Hücre süspansiyonuna sütundan dökün ve etiketlenmemiş hücreleri içeren akışı 15 mililitrelik konik bir tüpe dökün. Sütunu üç mililitre lik denge tamponuyla üç kez yıkayın ve yıkamaları akışla birleştirin. Sütunu ayırıcıdan çıkarın ve sütunu 15 mililitrelik konik bir tüpe yerleştirin.
Etiketli CD45-pozitif hücreleri, pipet beş mililitre denge arabelleği sütuniçine ve sıkıca sütun dalma. Elüent tüpünü ve akış tüpünü 500 kez g.0.00'da santrifüj edin. Hemositometre kullanarak hücreleri say.
İzolasyonun tamamlanması için, CD31-pozitif endotel hücreleri ve CD45-pozitif hücreler için protokole benzer MEFSK4-pozitif fibroblastlar için el yazmasındaki protokolleri uygulayın. Floresan aktive hücre sıralaması miyokard enfarktüsü sonrası alfa-SMA-GFP fare kalplerinden izole edilen tek hücrelerde yapıldı. Temsili bir gating şeması, CD31, CD45 veya AN2'yi birlikte ifade eden GFP pozitif hücreleri gösterir.
Yaralı fare kalplerinde, endotel hücreleri ve hematopoetik hücrelerin küçük bir yüzdesi GFP ifade. Ancak, GFP-pozitif/CD31-negatif/CD45-negatif hücreler perisit belirteci AN2'yi ifade etmediler. GFP-pozitif hücreler alfa-SMA, kollajen bir alfa bir, periostin ve vimentin ifade.
Selektif adezyon ile izole edilen yaralanmamış fibroblastlar vimentin imal etti ancak alfa-SMA, periostin veya kollajen bir alfa bir ekspresyonu göstermedi.

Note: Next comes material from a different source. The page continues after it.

PR #128, opened 2023-01-16
Added docs for rowLimit

rjrudin:
I renamed "row.limit" to "rowLimit" as I think the latter is consistent with the existing "outputFormat" option. Also collapsed the `appendLimitToQuery` method as it was only used in one place (I think this was formerly used by a test, but no longer is).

Hem yaralanmamış hem de aktif fibroblastlar MEFSK4 antijenini ifade etti. Selektif adezyon la izole edilen yaralanmamış fibroblastlar ve alfa-SMA-GFP farelerinden izole edilen ve sıralanan miyofibroblastlar kollajen leziz olma yeteneğini gösterdi.
Kuluçkadan önce dokuyu iyice kıymak önemlidir. Boncuk bazlı ayırmadan önce, hücre toplamalarını önlemek için süspansiyonun 40 mikrometrelik bir filtreden geçmesi önemlidir. Bu yöntemle saflaştırılan hücreler, yüksek saflık düzeyi sağlamak için perisite özgü antikorlarla ilişkili manyetik boncuklar kullanılarak daha da saflaştırılabilir.
Yeni boncuk konjuge antikorların yanı sıra muhabir transgenik farelerin mevcudiyeti ile, bir izole etmek ve farklı hücresel popülasyonları incelemek için bu teknikleri kullanabilirsiniz, sadece fibroblastlar.